Первой из неприятностей, гнетущих Хокона, был непрекращающийся разлад с Барб. А что касается второй…
Хок определенно не имеет представления о причинах того, что с ним происходило. Знай он, откуда пошла вонь, тон был бы совсем другим, он, как подобает профессору французской литературы, кричал бы: «J’accuse…!»[15] Но по письму он представлялся совершенно растерянным и брошенным. Шевалье писал, что взял творческий отпуск и отправился в Нью-Йорк, рассчитывая поработать переводчиком в Управлении военной информации. Он три месяца проторчал в Большом яблоке, ожидая, когда же закончится проверка для допуска к секретности – вообще-то, совершенно рутинная процедура, – и в конце концов получил отказ, причины которого никто не пожелал ему объяснить толком. За это время, сидя без работы, он истратил значительную часть своих сбережений. Завершалось письмо такими словами:
Не знаю, дойдет ли до тебя это письмо; потому и не пишу больше и подробнее. Хотелось бы услышать от тебя, можешь ли ты в эти дни, когда, похоже, идет деперсонализация человечества, найти время для одного отдельно взятого человека.

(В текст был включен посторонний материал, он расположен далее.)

PR #642, opened 2024-03-14
CI for modified crawlers

jbothma:
- Lints all modified yaml files in `/datasets`
- Lints all modified python files in `/datasets`
- runs all datasets for modified yaml files in `/datasets`
- runs all datasets in the same directory as any modified files in `/datasets` (would run both yamls in a shared directory if the .py changed)

## Checklist

- [x] format the yamls caught in the linting
- [x] format the python caught in the linting

Post-merge

- [ ] Ensure dispatched when merged (`if: ${{ github.event_name == 'push' && github.ref == 'refs/heads/main' }}`)

## Trying locally

```
act --job python --platform catthehacker/ubuntu:full-20.04 --container-architecture linux/amd64 --eventpath pull_request.json --workflows .github/workflows/build.yml --matrix python:3.11 pull_request
```

## Caveats

- with the matrix and dual push/pull_request runs, four crawlers hit a source at the same time. That's likely to be less of an issue if we add the retry/backoff logic as default.
- it looks like files modified elsewhere are considered part of the change set if master is merged into a PR branch, expanding the set of things that get linted and might trip up a PR.


bin/changed_datasets.sh
```diff
@@ -0,0 +1,12 @@
+#!/bin/bash
```
pudo, line 1: I'm a weird, but does this maybe want to live in `contrib` ?

PR #644, opened 2024-03-14
adding finra enforcement actions crawler

bgmello:
Fixes opensanctions/crawler-planning#116

### DIFF
--- a/datasets/us/finra_enforcement_actions/crawler.py
+++ b/datasets/us/finra_enforcement_actions/crawler.py
@@ -5,7 +5,6 @@ from zavod import Context, helpers as h
 
 
 def clean_name(name):
-
     matches = {
         ", LLC": " LLC",
         ", L.L.C": " L.L.C",
@@ -66,7 +65,6 @@ def crawl_item(input_dict: dict, context: Context):
     # so we abort the crawl
     if "," in name:
         return
-
 
     entity = context.make(schema)
     entity.id = context.make_slug(name)
--- a/datasets/us/finra_enforcement_actions/crawler.py
+++ b/datasets/us/finra_enforcement_actions/crawler.py
@@ -1,0 +1,87 @@
+import re
+import requests
+from typing import Generator, Dict, Tuple, Optional
+from lxml.etree import _Element
+from normality import slugify, collapse_spaces
+from zavod import Context, helpers as h
+
+BASE_URL = "https://www.finra.org"
+
+def parse_table(
+    table: _Element,
+) -> Generator[Dict[str, Tuple[str, Optional[str]]], None, None]:
+    headers = None
+    for row in table.findall(".//tr"):
+        if headers is None:
+            headers = []
+            for el in row.findall("./th"):
+                headers.append(slugify(el.text_content()))
+            continue
+
+        cells = []
+        for el in row.findall("./td"):
+            a = el.find(".//a")
+            if a is None:
+                cells.append((collapse_spaces(el.text_content()), None))
+            else:
+                cells.append((collapse_spaces(a.text_content()), a.get("href")))
+
+        assert len(headers) == len(cells)
+        yield {hdr: c for hdr, c in zip(headers, cells)}, row
+
+def crawl_item(input_dict: dict, html_element: _Element, context: Context):
+
+    schema = 'LegalEntity'
+
+    # We try to find if it's a person or company using the icon class
+    if 'user' in html_element.find(".//i").get('class'):
+        schema = 'Person'
+        
+    if 'building' in html_element.find(".//i").get('class'):
+        schema = 'Company'
+
+    name = input_dict.pop("firms-individuals")[0]
+    case_summary = input_dict.pop("case-summary")[0]
+    source_url = BASE_URL + input_dict.pop("case-id")[0]
+    date = input_dict.pop("action-date-sort-ascending")[0]
+    document_type = input_dict.pop("document-type")[0]
+
+    entity = context.make(schema)
+    entity.id = context.make_slug(name)
+
+    entity.add("name", name)
+
+    sanction = h.make_sanction(context, entity)
+
+    sanction.add("description", case_summary)
+    sanction.add("date", h.parse_date(date, formats=["%m/%d/%Y"]))
+    sanction.add("publisher", "Document type: "+document_type)
+    sanction.add("publisherUrl", source_url)
+
+    context.emit(entity, target=True)
+    context.emit(sanction)
+
+    context.audit_data(input_dict)
+
+
+def crawl(context: Context):
+
+    # Each page only displays 15 rows at a time, so we need to loop until we find an empty table
+
+    base_url = context.data_url
+
+    page_num = 0
+
+    while True:
+        url = base_url + "?page=" + str(page_num)
+        response = context.fetch_html(url)
+        table = response.find(".//table")
+
+        if table is None:
+            break
+
+        for item, html_element in parse_table(table):
+            crawl_item(item, html_element, context)
+
+        page_num += 1
+
--- a/datasets/us/finra_enforcement_actions/crawler.py
+++ b/datasets/us/finra_enforcement_actions/crawler.py
@@ -63,7 +63,7 @@ def crawl_item(input_dict: dict, html_element: _Element, context: Context):
     context.emit(entity, target=True)
     context.emit(sanction)
 
-    context.audit_data(input_dict)
+    context.audit_data(input_dict, ignore=["document-type"])
 
 
 def crawl(context: Context):
--- a/datasets/us/finra_enforcement_actions/crawler.py
+++ b/datasets/us/finra_enforcement_actions/crawler.py
@@ -5,8 +5,6 @@ from lxml.etree import _Element
 from normality import slugify, collapse_spaces
 from zavod import Context, helpers as h
 
-BASE_URL = "https://www.finra.org"
-
 
 def parse_table(
     table: _Element,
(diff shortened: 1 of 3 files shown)


datasets/us/finra_enforcement_actions/crawler.py
```diff
@@ -0,0 +1,87 @@
...
+    entity = context.make(schema)
+    entity.id = context.make_slug(name)
+
+    entity.add("name", name)
+
+    sanction = h.make_sanction(context, entity)
+
+    sanction.add("description", case_summary)
+    sanction.add("date", h.parse_date(date, formats=["%m/%d/%Y"]))
+    sanction.add("publisher", "Document type: "+document_type)
```
jbothma, line 58: I think you can drop document_type since case_summary tells us that and more.

datasets/us/finra_enforcement_actions/us_finra_enforcement_actions.yaml
```diff
@@ -0,0 +1,26 @@
...
+  a self-regulatory organization (SRO) that regulates
+  member brokerage firms and exchange markets. 
+publisher:
+  name: Financial Industry Regulatory Authority (FINRA)
+  url: https://www.finra.org/#/
+  official: false
+  country: "us"
+url: "https://www.finra.org/rules-guidance/oversight-enforcement/disciplinary-actions#:~:text=FINRA%20takes%20disciplinary%20actions%20against,the%20Municipal%20Securities%20Rulemaking%20Board."
+data:
+  url: https://www.finra.org/rules-guidance/oversight-enforcement/finra-disciplinary-actions?search=&firms=&individuals=&field_fda_case_id_txt=&field_core_official_dt%5Bmin%5D=&field_core_official_dt%5Bmax%5D=&field_fda_document_type_tax=All&token=f8W1uC3kpshSH5QzszZnszbMmQxZ77JDjlLYn16IuOw
```
jbothma, line 25: Does this cleaned up URL work just as well?

```suggestion
  url: https://www.finra.org/rules-guidance/oversight-enforcement/finra-disciplinary-actions
```

datasets/us/finra_enforcement_actions/us_finra_enforcement_actions.yaml
```diff
@@ -0,0 +1,26 @@
...
+  federal securities laws, rules, and regulations or
+  the rules of the Municipal Securities Rulemaking Board.
+  Financial Industry Regulatory Authority (FINRA)
+  is a private American corporation that acts as
+  a self-regulatory organization (SRO) that regulates
+  member brokerage firms and exchange markets. 
+publisher:
+  name: Financial Industry Regulatory Authority (FINRA)
+  url: https://www.finra.org/#/
+  official: false
```
jbothma, line 21: You can make this true on the basis of this line from their about page:

> FINRA FINANCIAL INDUSTRY REGULATORY AUTHORITY is authorized by Congress

datasets/us/finra_enforcement_actions/crawler.py
```diff
@@ -0,0 +1,87 @@
...
+        schema = 'Company'
+
+    name = input_dict.pop("firms-individuals")[0]
+    case_summary = input_dict.pop("case-summary")[0]
+    source_url = BASE_URL + input_dict.pop("case-id")[0]
+    date = input_dict.pop("action-date-sort-ascending")[0]
+    document_type = input_dict.pop("document-type")[0]
+
+    entity = context.make(schema)
+    entity.id = context.make_slug(name)
```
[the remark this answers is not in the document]
jbothma: Yeah on the basis of

> is a government-authorized not-for-profit organization that oversees U.S. broker-dealers

you can add `us` to each entity

jbothma (changes requested):
Thanks! Some small changes then it's ready

datasets/us/finra_enforcement_actions/us_finra_enforcement_actions.yaml
bgmello: There is just a slight difference, in the cleaned up URL, it has 18288, and in the original one it has 18286 because it filters specifically for firms and individuals. I found one of the two not related to firms and individuals and it looks like this:
Screenshot 2024-03-19 at 10 05 20
Screenshot 2024-03-19 at 10 06 13
Screenshot 2024-03-19 at 10 06 18

Because there is no icon, it is throwing an error in page 36. What do you want me to do? Use the cleaned up URL and ignore the lines without an icon? Or use the original url?

datasets/us/finra_enforcement_actions/crawler.py
```diff
@@ -0,0 +1,90 @@
...
+        context.log.info(page_num)
+        url = base_url + "?page=" + str(page_num)
+        response = context.fetch_html(url)
+        table = response.find(".//table")
+
+        if table is None:
+            break
+
+        for item, html_element in parse_table(table):
+            context.log.info("ok")
```
jbothma, line 87: I think we can remove these log lines - with `zavod --debug crawl` you can see the http requests

datasets/us/finra_enforcement_actions/crawler.py
```diff
@@ -0,0 +1,90 @@
...
+
+    context.audit_data(input_dict)
+
+
+def crawl(context: Context):
+    # Each page only displays 15 rows at a time, so we need to loop until we find an empty table
+
+    base_url = context.data_url
+
+    page_num = 36
```
jbothma, line 75: we should start at 1, right?

jbothma:
Try merging the master branch in - it should enable retrying automatically so the 429 that failed your build workflow would be retried.

ruff has also found some linting issues with the python (see the lint workflow)

datasets/us/finra_enforcement_actions/us_finra_enforcement_actions.yaml
jbothma: Interesting! It doesn't work for me. I think let's use the cleaned up URL, and then skip if the firms-individuals cell doesn't contain a name? And if it has a name but no icon, you can leave it as LegalEntity

datasets/us/finra_enforcement_actions/crawler.py
```diff
@@ -0,0 +1,90 @@
...
+    if "user" in html_element.find(".//i").get("class"):
+        schema = "Person"
+
+    if "building" in html_element.find(".//i").get("class"):
+        schema = "Company"
+
+    name = input_dict.pop("firms-individuals")[0]
+    case_summary = input_dict.pop("case-summary")[0]
+    case_id = input_dict.pop("case-id")[0]
+    source_url = BASE_URL + case_id
```
jbothma, line 47: try make_links_absolute in crawl() then I think you won't need t construct URLs from the base https://github.com/opensanctions/opensanctions/blob/main/datasets/at/meine_abgeordneten/crawler.py#L178

datasets/us/finra_enforcement_actions/us_finra_enforcement_actions.yaml
```diff
@@ -0,0 +1,26 @@
+title: FINRA Enforcement Actions
+entry_point: crawler.py
+prefix: us-finra-enfor
+coverage:
+  frequency: daily
+load_db_uri: ${OPENSANCTIONS_DATABASE_URI}
+summary: >
+  Firms and individuals that violated FINRA rules
+description: |
+  This dataset comprises firmas and individuals who FINRA have taken
```
jbothma, line 10:
```suggestion
  This dataset comprises firms and individuals who FINRA have taken
```

datasets/us/finra_enforcement_actions/crawler.py
jbothma: this is creating URLs like "https://www.finra.org2022077093901/", - do you mean to be using case-id[1]?

datasets/us/finra_enforcement_actions/us_finra_enforcement_actions.yaml
```diff
@@ -0,0 +1,26 @@
+title: FINRA Enforcement Actions
```
jbothma, line 1:
```suggestion
title: US FINRA Enforcement Actions
```

datasets/us/finra_enforcement_actions/crawler.py
bgmello: Yes, I was testing the error and forgot to change. Sorry

datasets/us/finra_enforcement_actions/crawler.py
bgmello: Nice, I didn't know about this function

bgmello:
The audit_data will keep raising warning because we are not using the document-type. Is it ok? Or should we save it somewhere?

bgmello:
Done

jbothma:
Thank you!

I was about to merge but found a couple of issues we hadn't spotted before:

Screenshot 2024-03-20 at 12 41 19

I think because of this, let's rather just use LegalEntity for all. But I think the icons might still be useful.

Could you see how many names have commas in them? I just came across "142866 William A. Shopoff, Stephen R. Shopoff" which seems to be a company and two individuals as plaintiffs. I suspect (hope) with companies, the commas will be part of their name, so we can use them all as-is. And with persons, the commas hopefully always separate individuals. But I worry that they might sometines write "Smith, John" instead of "John Smith". could you check if it's safe to split on comma and emit an entity for each name?

As usual, more to it than we think.

I suggest also making cache_days=1 in fetch() then dev/debugging will be faster.

jbothma:
Could you also add it to the crime collection?

bgmello:
Apparently there is the two cases:

- `,` in the name of a person
Screenshot 2024-03-20 at 15 38 29

- `,` separating two persons
Screenshot 2024-03-20 at 15 38 58


So I'm not sure how could we reliably split the names. Do you have any ideas?

bgmello:
This also happens in the opensanctions/crawler-planning#113. I took a look at that issue but notice this problem that I wasn't sure how to resolve:

Screenshot 2024-03-20 at 15 41 54

(`,` in the name of the company, `,` separating entities)

jbothma:
For the commas, I suggest

1. replace `, LLC` with ` LLC`, replace `, Inc.` with ` Inc.`
2. if after that there's still a comma in the name, look up the name in a `comma_names` [lookup](https://zavod.opensanctions.org/best_practices/datapatch_lookups/) like this:

```yaml
lookups:
  comma_names:
    options:
      - match: Vision Financial Markets LLC, Vision Brokerage Services LLC
        names:
          - Vision Financial Markets LLC
          - Vision Brokerage Services LLC
 ```
and make an entity for each name

and if you don't find a match, warn.

bgmello:
What I did in this last commit was apply the clean_name function and if there is still a comma, then we ignore the row because we cannot know for sure if it is just one entity or more. What do you think? Is it ok to do like this? Or is it better to emit all entities?

jbothma:
So I finished this up by spllitting what I can automatically (names that don't include and or &) and then adding manual mappings for the rest. After normalisation (lowercase) there were around 116 I think.

Github Copilot did an excellent job of doing the heavy lifting after a few examples. It could be cleaner, but I didn't want to put more time into it.

Another thing that helped was that it looks like companies and individuals are usually in different divs and spans. I added a newline to the span and later split on it to get one string for companies, and another for individuals.

PR #667, opened 2024-03-20
Add crawler for ESMA sanctions

SimonThordal:
Closes https://github.com/orgs/opensanctions/projects/2/views/1?pane=issue&itemId=54657779

### DIFF
--- a/datasets/eu/esma_sanctions/crawler.py
+++ b/datasets/eu/esma_sanctions/crawler.py
@@ -1,0 +1,67 @@
+from lxml import html
+
+from zavod import Context, helpers
+
+
+def get_json(context: Context, batch_size: int):
+    params = {
+        "q": "*",
+        "rows": batch_size,
+        "start": 0,
+        "wt": "json",
+    }
+    cont = True
+    while cont:
+        resp = context.fetch_json(context.data_url, params=params)
+        for doc in resp["response"]["docs"]:
+            yield doc
+        params["start"] += batch_size
+        cont = resp["response"]["numFound"] >= params["start"]
+
+
+def parse_name(name_markup: str) -> str:
+    """
+    Remove markup from name if present.
+    """
+    if name_markup is None:
+        return None
+    name = html.fromstring(name_markup).text_content().strip()
+    return name
+
+
+def crawl(context: Context) -> None:
+    for row in get_json(context, 1000):
+        id_hash = context.make_id(
+            row.pop("sn_entityEsmaID", None),
+            row.get("sn_entityLEI"),
+            row.get("sn_entityName"),
+            row.get("sn_otherEntityName"),
+            row.get("sn_otherEntityLEI"),
+        )
+        if id_hash is None or row.get("sn_sanctionEsmaID") is None:
+            context.log.warn(
+                "Response missing entity or sanction identifier.", response=row
+            )
+            continue
+        entity = context.make("Company")
+        if row.get("sn_entityLEI") is not None:
+            entity.id = f"lei-{row.get('sn_entityLEI')}"
+            entity.add("leiCode", row.pop("sn_entityLEI", None))
+        elif row.get("sn_otherEntityLEI") is not None:
+            entity.id = f"lei-{row.get('sn_otherEntityLEI')}"
+            entity.add("leiCode", row.pop("sn_otherEntityLEI", None))
+        else:
+            entity.id = id_hash
+        entity.add("name", parse_name(row.pop("sn_entityName", None)))
+        entity.add("name", parse_name(row.pop("sn_otherEntityName", None)))
+
+        sanction = helpers.make_sanction(context, entity)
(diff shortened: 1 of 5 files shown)


datasets/eu/esma_sanctions/eu_esma_sanctions.yaml
```diff
@@ -0,0 +1,25 @@
+title: "EU ESMA Sanctions"
+entry_point: crawler.py
+prefix: esma-sanctions
+coverage:
+  frequency: daily
+  start: 2024-03-12
+summary: |
+  List of sanctioned entities, as published by the European Securities and Markets Authority (ESMA).
+  The directives and regulations underpinning the sanctions can be found in the [Interactive Single Rulebook.](https://www.esma.europa.eu/publications-and-data/interactive-single-)rulebook
```
pudo, line 9: I think the summary field doesn't have markdown. This may want to move down to description.

datasets/eu/esma_sanctions/eu_esma_sanctions.yaml
```diff
@@ -0,0 +1,25 @@
+title: "EU ESMA Sanctions"
+entry_point: crawler.py
+prefix: esma-sanctions
+coverage:
+  frequency: daily
+  start: 2024-03-12
```
pudo, line 6: 20 :)

pudo: I think we need one in the yaml: `load_db_uri: ${OPENSANCTIONS_DATABASE_URI}`

datasets/eu/esma_sanctions/crawler.py
```diff
@@ -0,0 +1,75 @@
...
+    if name_markup is None:
+        return None
+    name = html.fromstring(name_markup).text_content().strip()
+    return name
+
+
+def crawl(context: Context) -> None:
+    for row in get_json(context, 1000):
+        if (
+            row.get("sn_entityName") is None
```
pudo, line 35: One alternative way to do this is to just throw all of these into `context.make_id` together, and see if the result of the whole thing is `None` :)

datasets/eu/esma_sanctions/crawler.py
```diff
@@ -0,0 +1,75 @@
...
+        sanction.add("program", row.pop("sn_sanctionLegalFrameworkName", None))
+        sanction.add("startDate", row.pop("sn_date", None))
+        sanction.add("endDate", row.pop("sn_expirationDate", None))
+        sanction.add("reason", row.pop("sn_text", None))
+        sanction.add("provisions", row.pop("sn_natureFullName", None))
+        sanction.set("authority", row.pop("sn_ncaCodeFullName", None))
+        sanction.set("country", row.pop("sn_countryName", None))
+        context.emit(entity, target=True)
+        sanction.add("entity", entity.id)
+        context.emit(sanction, target=False)
```
pudo, line 75: `target=False` is implicit, sanction.entity should be set in `h.make_sanction`

pudo (commented):
Nice going!

datasets/eu/esma_sanctions/eu_esma_sanctions.yaml
SimonThordal: Fixed and added :)

datasets/eu/esma_sanctions/crawler.py
SimonThordal: Makes sense, changed it

datasets/eu/esma_saris/crawler.py
```diff
@@ -31,31 +31,26 @@ def crawl(context: Context) -> None:
...
-            target = False
-            if row.get("effectiveTo") is not None:
-                sanction.add("endDate", row.pop("effectiveTo"))
-            else:
-                entity.add("topic", "sanction")
-                target = True
-            context.emit(sanction, target=target)
-
-            if row.get("issuer") is not None:
+            sanction.add("endDate", row.pop("effectiveTo"))
```
SimonThordal, line 41: I had some logic here that only added the `sanction` topic if the sanction hadn't ended, but looking back I guess that's wrong? The topic will always be `sanction` for this dataset, but if it has an end-date you'll know that the sanction no longer is enforced.

datasets/eu/esma_saris/crawler.py
```diff
@@ -31,31 +31,26 @@ def crawl(context: Context) -> None:
...
+            entity.add("topic", "sanction")
```
pudo, line 42: `topics`

pudo (changes requested):
Just a typo and a restore, then we're there!

datasets/eu/esma_saris/crawler.py
SimonThordal: OK, I restored it :)

pudo (approved):
Nice!

PR #689, opened 2024-03-25
Add successor stub if we have an id for it

jbothma:


jbothma:
Gonna let it run through before merging

PR #693, opened 2024-03-26
Missing topics

jbothma:
@pudo particularly would like your eyes on ESMA topics

### DIFF
--- a/datasets/_wikidata/curated/wd_curated.yml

Затем следовала подпись – одно только имя, написанное с характерным наклоном влево, который всегда забавлял Роберта, но сегодня не вызвал обычной улыбки.
Оппи решил, что кислая горечь, стоящая в горле, как раз и есть вкус вины. Дрожащей рукой он отложил страницу, подумав, что наверняка Пир де Сильва, получивший указания от Бориса Паша, с иезуитским Schadenfreude[16] отправил адресату это письмо, не вычеркнув ни единого слова.